*Dataset entries:*
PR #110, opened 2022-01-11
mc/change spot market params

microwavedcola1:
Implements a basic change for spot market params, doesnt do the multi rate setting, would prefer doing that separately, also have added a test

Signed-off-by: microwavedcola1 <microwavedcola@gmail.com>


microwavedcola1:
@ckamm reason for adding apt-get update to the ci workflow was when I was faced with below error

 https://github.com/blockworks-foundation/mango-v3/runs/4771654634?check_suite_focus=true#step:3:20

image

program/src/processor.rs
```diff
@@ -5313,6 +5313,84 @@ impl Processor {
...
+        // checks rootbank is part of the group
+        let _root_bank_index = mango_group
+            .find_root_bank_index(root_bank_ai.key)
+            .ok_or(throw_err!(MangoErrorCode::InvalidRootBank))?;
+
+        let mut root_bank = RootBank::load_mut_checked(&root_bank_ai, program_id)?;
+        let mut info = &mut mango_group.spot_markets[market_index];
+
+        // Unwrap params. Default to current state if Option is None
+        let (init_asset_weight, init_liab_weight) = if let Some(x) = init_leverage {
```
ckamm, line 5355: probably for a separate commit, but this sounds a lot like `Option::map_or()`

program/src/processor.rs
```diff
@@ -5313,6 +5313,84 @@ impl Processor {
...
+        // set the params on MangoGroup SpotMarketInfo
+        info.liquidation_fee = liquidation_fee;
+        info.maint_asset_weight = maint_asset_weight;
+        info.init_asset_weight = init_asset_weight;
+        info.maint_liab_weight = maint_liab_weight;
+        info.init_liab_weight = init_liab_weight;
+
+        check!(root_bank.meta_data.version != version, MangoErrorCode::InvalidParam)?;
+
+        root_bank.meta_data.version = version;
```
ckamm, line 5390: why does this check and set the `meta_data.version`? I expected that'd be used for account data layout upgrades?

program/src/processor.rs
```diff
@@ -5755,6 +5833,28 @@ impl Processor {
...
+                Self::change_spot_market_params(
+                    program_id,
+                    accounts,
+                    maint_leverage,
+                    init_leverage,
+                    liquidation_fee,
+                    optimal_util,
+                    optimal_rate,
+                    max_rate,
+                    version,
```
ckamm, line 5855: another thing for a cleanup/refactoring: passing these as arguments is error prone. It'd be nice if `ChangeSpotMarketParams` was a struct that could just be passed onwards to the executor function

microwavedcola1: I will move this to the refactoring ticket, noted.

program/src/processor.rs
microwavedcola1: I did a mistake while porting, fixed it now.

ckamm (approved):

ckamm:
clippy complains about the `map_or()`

...

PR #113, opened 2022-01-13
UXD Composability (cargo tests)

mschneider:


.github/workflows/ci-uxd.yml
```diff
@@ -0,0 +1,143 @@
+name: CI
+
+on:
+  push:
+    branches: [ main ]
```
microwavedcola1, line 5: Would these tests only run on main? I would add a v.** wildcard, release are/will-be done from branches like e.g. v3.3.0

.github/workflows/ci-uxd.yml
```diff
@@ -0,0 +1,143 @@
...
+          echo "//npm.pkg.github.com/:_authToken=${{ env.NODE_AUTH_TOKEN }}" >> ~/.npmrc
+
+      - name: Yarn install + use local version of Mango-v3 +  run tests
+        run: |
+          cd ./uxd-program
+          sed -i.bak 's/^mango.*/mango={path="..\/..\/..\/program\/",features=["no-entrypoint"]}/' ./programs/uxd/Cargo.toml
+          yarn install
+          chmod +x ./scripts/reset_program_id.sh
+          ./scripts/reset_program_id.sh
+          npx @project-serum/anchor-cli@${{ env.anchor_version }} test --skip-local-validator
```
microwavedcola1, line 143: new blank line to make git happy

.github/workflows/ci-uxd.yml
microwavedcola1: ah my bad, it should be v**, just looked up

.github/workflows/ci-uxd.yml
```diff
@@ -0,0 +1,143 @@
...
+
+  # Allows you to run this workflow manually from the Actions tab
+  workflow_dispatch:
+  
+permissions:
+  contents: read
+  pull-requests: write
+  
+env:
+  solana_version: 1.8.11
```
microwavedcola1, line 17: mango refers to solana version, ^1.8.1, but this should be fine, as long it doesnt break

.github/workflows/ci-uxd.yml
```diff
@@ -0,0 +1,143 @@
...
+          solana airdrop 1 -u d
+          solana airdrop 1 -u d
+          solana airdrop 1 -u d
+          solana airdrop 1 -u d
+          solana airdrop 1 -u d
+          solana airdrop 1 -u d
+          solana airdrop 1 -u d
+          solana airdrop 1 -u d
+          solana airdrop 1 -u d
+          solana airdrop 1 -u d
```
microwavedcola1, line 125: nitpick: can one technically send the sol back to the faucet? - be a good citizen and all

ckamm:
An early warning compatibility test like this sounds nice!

==

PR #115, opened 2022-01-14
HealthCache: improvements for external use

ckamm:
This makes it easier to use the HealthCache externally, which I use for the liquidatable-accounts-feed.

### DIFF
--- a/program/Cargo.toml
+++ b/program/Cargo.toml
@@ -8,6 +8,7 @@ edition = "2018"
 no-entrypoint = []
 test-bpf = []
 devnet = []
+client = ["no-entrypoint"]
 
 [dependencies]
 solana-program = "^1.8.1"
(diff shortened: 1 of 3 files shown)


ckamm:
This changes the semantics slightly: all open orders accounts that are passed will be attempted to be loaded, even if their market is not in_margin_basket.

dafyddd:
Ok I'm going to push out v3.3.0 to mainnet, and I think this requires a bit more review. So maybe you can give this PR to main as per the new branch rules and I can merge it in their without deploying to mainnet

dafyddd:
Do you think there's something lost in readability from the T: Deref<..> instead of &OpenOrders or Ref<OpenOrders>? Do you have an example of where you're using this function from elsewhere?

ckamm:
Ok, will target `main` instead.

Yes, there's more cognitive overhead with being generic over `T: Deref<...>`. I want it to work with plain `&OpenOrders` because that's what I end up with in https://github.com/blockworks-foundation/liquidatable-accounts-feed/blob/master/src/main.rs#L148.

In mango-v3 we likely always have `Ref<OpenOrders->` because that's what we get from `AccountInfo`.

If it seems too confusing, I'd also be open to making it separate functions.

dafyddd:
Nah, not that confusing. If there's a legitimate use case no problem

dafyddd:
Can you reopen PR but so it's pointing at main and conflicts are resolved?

*Task requirements:* Where the string "would" turns up in a line of the data above, copy that whole line.

*Solution to the exercise:*
Implements a basic change for spot market params, doesnt do the multi rate setting, would prefer doing that separately, also have added a test
microwavedcola1, line 5: Would these tests only run on main? I would add a v.** wildcard, release are/will-be done from branches like e.g. v3.3.0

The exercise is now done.